I just got this one for $20.00 BIN





Here's one I wanted REALLY bad but I got WAAAY outbid.

http://www.ebay.com/itm/1970-AURORA-AFX-DODGE-CHARGER-DAYTONA-1753-001-VF-ORANGE-BLACK-/321100490221?_trksid=p2047675.l2557&ssPageName=STRK%3AMEDWX%3AIT&nma=true&si=QnP9z9l7xu6YCU4%252FMKK3IhU4IGg%253D&orig_cvip=true&rt=nc

Marty
Marysville, OH


----------



## Ralphthe3rd

Wow Marty, that was quite the Score ! :thumbsup:


----------



## vansmack2

You are lucky I did not see that first. Good score.


----------



## Ralphthe3rd

So now we are gaining quite a list of cars, that Sears brought out as SuperTraction A/FX !


----------



## Marty

vansmack2 said:


> You are lucky I did not see that first. Good score.


I just happen to see it minutes after it was listed. I didn't examine it closely, I just hit the BIN icon. The was not a picture of the chassis. Fortunately, it is the correct chassis with the weight. Lots of chrome loss, but that is OK.

Marty
Marysville, OH


----------



## Marty

*Vega Van Gasser I didn't win...*

http://www.ebay.com/itm/AURORA-AFX-...xu6YCU4%2FMKK3IhU4IGg%3D&orig_cvip=true&rt=nc

Marty
Marysville, OH


----------



## Marty

*Vega Van Gasser and 57 Nomad*

Latest two I just received:

white/red Vega Van Gasser. Missing rear wheelie bars.





'57 Nomad. Best looking sticker out of all of mine. One of the chassis mounting ribs is broken (never seen that before)





Marty
Marysville, OH


----------



## Ralphthe3rd

Cool Beans Marty  Thanks for sharing the Pix of your Cars :thumbsup: You are gathering quite a collection of Super Tractions there my friend


----------



## slotcarman12078

Ummm, Not to rain on the Super Traction parade, *but*, weren't the "S T" stickers included in the sets on a sheet? This means that any car deemed worthy by the recipient could have gotten a sticker, from the set or not. Chassis (and or weights) could have easily been changed as well. 

The flip side of my pessimism says the kids who received these sets couldn't possibly have waited to apply the stickers to the set cars.


----------



## vansmack2

Marty,
You should take a picture of all of your Super Traction cars together then post it here so that we can see what all you have now.


----------



## Marty

vansmack2 said:


> Marty,
> You should take a picture of all of your Super Traction cars together then post it here so that we can see what all you have now.

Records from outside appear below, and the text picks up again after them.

PR #114, opened 2015-05-05
Upgrade/Downgrade url method

aj-jester:
This allows us to upgrade/downgrade consul's if the installation method is URL.

### DIFF
--- a/lib/facter/consul.rb
+++ b/lib/facter/consul.rb
@@ -1,0 +1,24 @@
+require 'facter'
+
+# Example:
+# $ consul -v
+# Consul v0.5.0
+# Consul Protocol: 2 (Understands back to: 1)
+consul_v = Facter::Util::Resolution.exec("consul -v")
+
+# If consul is not installed, the command above will
+# fail and return nil
+unless consul_v.nil?
+  
+  # Split the string into an array with 2 elements
+  # and do some ruby shenanigans to extract consul
+  # version and protocol
+  consul_v = consul_v.split("\n")
+  consul_version = consul_v.first.split.last.gsub('v', '')
+  consul_protocol = consul_v.last.split[2]
+  
+  # Finally add the values to facter
+  Facter.add(:consul_version) { setcode { consul_version } }
+  Facter.add(:consul_protocol) { setcode { consul_protocol } }
+end
+
--- a/manifests/install.pp
+++ b/manifests/install.pp
@@ -1,13 +1,15 @@
 # == Class consul::intall
 #
+# Installs consule based in the parameters from init
+#
 class consul::install {
 
   if $consul::data_dir {
-    file { "${consul::data_dir}":
+    file { $consul::data_dir:
       ensure => 'directory',
-      owner => $consul::user,
-      group => $consul::group,
-      mode  => '0755',
+      owner  => $consul::user,
+      group  => $consul::group,
+      mode   => '0755',
     }
   }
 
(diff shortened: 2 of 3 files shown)


lib/facter/consul.rb
```diff
@@ -0,0 +1,24 @@
+require 'facter'
+
+# Example:
+# $ consul -v
+# Consul v0.5.0
+# Consul Protocol: 2 (Understands back to: 1)
+consul_v = Facter::Util::Resolution.exec("consul -v")
```
solarkennedy: This seems like it could be potentially brittle or hard to refactor.

Can you add a test for this to stub out exec with the example that your provided in the comments and assert the desired expected output?

lib/facter/consul.rb
```diff
@@ -0,0 +1,24 @@
+require 'facter'
+
```
solarkennedy: Seems like this should be "confined" on something. I guess not really because it could be windows/mac/linux

lib/facter/consul.rb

All I have are pictures in this thread. Here is my photobucket album with the same pictures:

http://smg.photobucket.com/user/mrt...Aurora AFX Sears Super Traction?sort=2&page=1

Marty
Marysville, OH


----------



## vansmack2

I was thinking one new picture showing them all together.


----------



## Ralphthe3rd

*Ummmmm....*



slotcarman12078 said:


> Ummm, Not to rain on the Super Traction parade, *but*, weren't the "S T" stickers included in the sets on a sheet? This means that any car deemed worthy by the recipient could have gotten a sticker, from the set or not. Chassis (and or weights) could have easily been changed as well.
> 
> The flip side of my pessimism says the kids who received these sets couldn't possibly have waited to apply the stickers to the set cars.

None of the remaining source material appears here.